*PROBLEM*: Your result should be the lines holding the word "expects", copied from the entries below.

*SUPPLIED MATERIAL*:
···

Issue #285, opened 2021-01-13
Chore: update release flow to use release PRs


erezrokah:
Our current release flow requires pushing directly to the default branch:
https://github.com/netlify/open-api/blob/master/CONTRIBUTING.md#making-a-new-release

We're in the process of migrating to [release-please](https://github.com/google-github-actions/release-please-action#setting-up-this-action) and should do the same for this repo.
See [here](https://github.com/netlify/framework-info/blob/e17400e915e8d8fb06340867eaf6a9fcd35d9b8c/.github/workflows/release-please.yml#L10) and [here](https://github.com/netlify/framework-info/pull/97).

The blocker for this issue is that we need to find a way to generate the go client (or avoid pushing auto generated files to the repo) during the process of creating the release PR.

erezrokah:
Some more context.
The release please action calls the `release-please` package programmatically:
https://github.com/google-github-actions/release-please-action/blob/88a82e1f9574f0a8bcacf1a13f84ef3d2c6659f3/index.js#L29

If we find the action too limiting we could write a script/our own action/fork the existing action and extend it.
Calling the `release-please` package programmatically will make it easier to manipulate the release PR.

erezrokah:
We could also use the same approach as in:
https://github.com/netlify/cli/blob/491adc49cbc92d93ae0b720a0724fa1824ebb8a4/.github/workflows/verify-docs.yml#L29

To make sure people generate the go client in when submitting a PR.

JGAntunes:
So, I've been looking into how this is tied together and I decided to break this issue into a couple of separate pieces of work, let me know what you think 😄

As it is right now, the versioning of the `open-api` spec is tied together with the `go-client` release - https://github.com/netlify/open-api/blob/master/CONTRIBUTING.md. To some extent, it might make sense, but a problem arises when you want to make changes particular to the client (e.g. https://github.com/netlify/open-api/pull/272). The JS side deals with it by actually encapsulating the `swagger.yml` into it's npm package - https://github.com/netlify/open-api/blob/master/package.json#L47. This issue won't tackle any of these (this is more to provide some context tbh) as I also believe there are some plans to automatically generate the open-api spec (`swagger.yml`) from the API side(?).

So when, releasing, we need to make sure a couple of things happen (not really in a particular order):
- [ ] 1) Bump the version of the `package.json`
- [ ] 2) Bump the version of the `swagger.yml` file to match that of the `package.json`
[...]

PR #288, opened 2021-01-20
chore: add release-please

JGAntunes:
This PR partially addresses #285. The idea is to provide a way to tag, release and bump the versions of both `package.json` and `swagger.yml` files. I tried running some tests on this repo but unfortunately seems like `release-please` will always create PRs against the mainline. As such I've ran some tests yesterday on a small repo - https://github.com/JGAntunes/actions-playground/pull/1 - testing `auto-commit`. The idea here is to rely on it as a workaround to bump the `swagger.yml` file based on `package.json` version (which is initially done by `release-please`).

For this to work I'll need to add a secret to the repo (currently don't have access, maybe you can help me witht it @erezrokah?), similar to what we've done, maybe we can use`netlify-bot`s access token? - https://github.com/netlify/cli/pull/1778#issue-558154582

### DIFF
--- a/.github/workflows/swagger-bump.yml
+++ b/.github/workflows/swagger-bump.yml
@@ -1,5 +1,6 @@
 name: swagger-bump
 on:
+  # Workaround for bumping the swagger.yml file on release-please PRs
   push:
     branches:
       - release-*
@@ -16,4 +17,4 @@ jobs:
       - run: npm version:1-swagger
       - uses: stefanzweifel/git-auto-commit-action@v4
         with:
-          commit_message: "Bump swagger.yml file"
+          commit_message: "chore: bump swagger.yml file"
--- a/.github/workflows/swagger-bump.yml
+++ b/.github/workflows/swagger-bump.yml
@@ -13,7 +13,7 @@ jobs:
         with:
           node-version: 12
           registry-url: 'https://registry.npmjs.org'
-      - run: npm install
+      - run: npm ci
       - run: npm version:1-swagger
       - uses: stefanzweifel/git-auto-commit-action@v4
         with:
--- a/.github/workflows/swagger-bump.yml
+++ b/.github/workflows/swagger-bump.yml
@@ -1,0 +1,19 @@
+name: swagger-bump
+on:
+  push:
+    branches:
+      - release-*
+jobs:
+  swagger-bump:
+    runs-on: ubuntu-latest
+    steps:
+      - uses: actions/checkout@v2
+      - uses: actions/setup-node@v1
+        with:
+          node-version: 12
+          registry-url: 'https://registry.npmjs.org'
+      - run: npm install
+      - run: npm version:1-swagger
+      - uses: stefanzweifel/git-auto-commit-action@v4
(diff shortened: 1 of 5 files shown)


erezrokah:
> For this to work I'll need to add a secret to the repo (currently don't have access, maybe you can help me witht it @erezrokah?), similar to what we've done, maybe we can use`netlify-bot`s access token? - [netlify/cli#1778 (comment)](https://github.com/netlify/cli/pull/1778#issue-558154582)

Thanks @JGAntunes I've added the secret. How are we dealing with generating the `go` client?

package.json
```diff
@@ -17,7 +17,6 @@
   "devDependencies": {
     "analytics": "^0.2.0",
     "analytics-plugin-ga": "^0.1.5",
-    "auto-changelog": "^1.16.1",
```
erezrokah, line 20: I think we're missing the `package-lock.json` files changes

.github/workflows/swagger-bump.yml
```diff
@@ -0,0 +1,20 @@
...
+jobs:
+  swagger-bump:
+    runs-on: ubuntu-latest
+    steps:
+      - uses: actions/checkout@v2
+      - uses: actions/setup-node@v1
+        with:
+          node-version: 12
+          registry-url: 'https://registry.npmjs.org'
+      - run: npm install
```
erezrokah, line 16: Should we use `npm ci` here?

erezrokah (changes requested):
Added a few comments, but will delegate to the Backend the rest of the review.

.github/workflows/swagger-bump.yml
JGAntunes: I thought `npm ci` only installed `dependencies` and not `devDependencies` (which we need here) but now I'm uncertain - https://docs.npmjs.com/cli/v6/commands/npm-ci - and according to the docs doesn't seem like it. I'll change it, thanks @erezrokah 👍

JGAntunes:
> Thanks @JGAntunes I've added the secret. How are we dealing with generating the go client?

I've added a more extensive comment covering that @erezrokah - https://github.com/netlify/open-api/issues/285#issuecomment-763683630

mraerino (commented):
from a process level this looks fine.

this still expects people to manually regenerate the Go client right?

since this has always been the case this is not a blocker: can we think of a process where PRs are denied when the go code is not up-to-date?
that would also block releases that had this problem (but should not if we never merged PRs with failing checks).

erezrokah (approved):

JGAntunes:
> this still expects people to manually regenerate the Go client right?

@mraerino that's correct yes, I've went through a more lengthy boring explanation here - https://github.com/netlify/open-api/issues/285#issuecomment-763683630 - but essentially we can come out with an action to verify if new files are generated through `make all` and haven't been checked in, and fail the build in that case. I would rather have it as a separate PR though. Maybe later on we can improve the automation for generating the go client, but at least that way we would already have some safeguards in place.

mraerino (approved):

···

*ANSWER AREA*:
this still expects people to manually regenerate the Go client right?
> this still expects people to manually regenerate the Go client right?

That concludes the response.